Health and Science

Gilead says it can produce 'several million' rounds of remdesivir coronavirus treatments next year

Vials of investigational coronavirus disease (COVID-19) treatment drug remdesivir are capped at a Gilead Sciences facility in La Verne, California, U.S. March 18, 2020. Picture taken March 18, 2020.
Gilead Sciences Inc | Reuters

Gilead Sciences said Thursday that it can produce "several million" rounds of its antiviral drug remdesivir next year to help patients fight the coronavirus.

The company expects to produce more than 140,000 rounds of its 10-day treatment regimen by the end of May and anticipates it can make 1 million rounds by the end of this year.

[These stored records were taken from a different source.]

PR #1664, opened 2026-05-01
test: batch + machine cache in acceptance tests

comtalyst:
Fixes # 

**Description**

*

- [ ] Yes, issue opened: # 
- [ ] No

**Release Note**

```release-note

```


.vscode/settings.json
```diff
@@ -1,5 +1,5 @@
 {
-    "go.testTimeout": "240s",
```
PabloTriv: Is there a reason we need longer timeouts?

pkg/test/environment.go
```diff
@@ -266,8 +267,8 @@ func NewRegionalEnvironment(ctx context.Context, env *coretest.Environment, regi
 		testOptions.NodeResourceGroup,
 		clusterName,
 		testOptions.AKSMachinesPoolName,
-		machinecache.WithTTL(0),
-		machinecache.WithCacheDisabled(),
+		machinecache.WithTTL(1*time.Second),
```
PabloTriv, line 270: Is this really doing anything different than disabling? I'd assume if the cache was actually being used, tests would fail because the expected number of calls vs actual number of calls to machine api would be different. I suspect such a short ttl is causing gets to just fall back

.vscode/settings.json
comtalyst: It took 269s locally.
Most likely coming from batch/cache reliance on time.

pkg/test/environment.go
comtalyst: > expected number of calls vs actual number of calls to machine api would be different

Some of that has to be changed already, but good point on possible hidden assumption. We can try different TTL and see how it does?
Though, I doubt 1s is "short". From the test's perspective where things execute in less than, or few seconds, it is quite long.

Note that this is not enough to cover every possible case w/ cache, but better than nothing.

PabloTriv (dismissed):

"Our focus at this time is on both our work with remdesivir and our ongoing commitments to the people who depend on our medicines today," Gilead CEO Daniel O'Day said in the company's first-quarter earnings release.

On Wednesday, Gilead released preliminary results from its clinical trial on remdesivir, showing at least 50% of the patients treated with a five-day dosage of the drug improved. The clinical trial involved 397 patients with severe cases of Covid-19. The severe study is "single-arm," meaning it did not evaluate the drug against a control group of patients who didn't receive the drug.

Remdesivir may be in the US market by fall under a best-case scenario: Analyst
Remdesivir may be in the US market by fall under a best-case scenario: Analyst

The National Institute of Allergy and Infectious Diseases also released results from its own study Wednesday. It showed Covid-19 patients who took remdesivir usually recovered after 11 days, four days faster than those who didn't take the drug.

Remdesivir, touted by President Donald Trump, has not been formally approved to treat the virus, and U.S. health officials caution new data on the drug has yet to be peer-reviewed.

Gilead said it spent $50 million on its research and development of the drug during the first quarter.

Overall, the company beat Wall Street's earnings expectations, reporting an adjusted $1.68 per share, higher than the $1.57 analysts had expected. Revenue rose 5% over last year to $5.55 billion, higher than Wall Street expected.

On an unadjusted basis, the company's first-quarter profit slid 21% to $1.55 billion from $1.98 billion during the same period last year.

The company said it generated $200 million more in first-quarter sales due to "increased buying patterns and patient prescriptions trends" from the pandemic.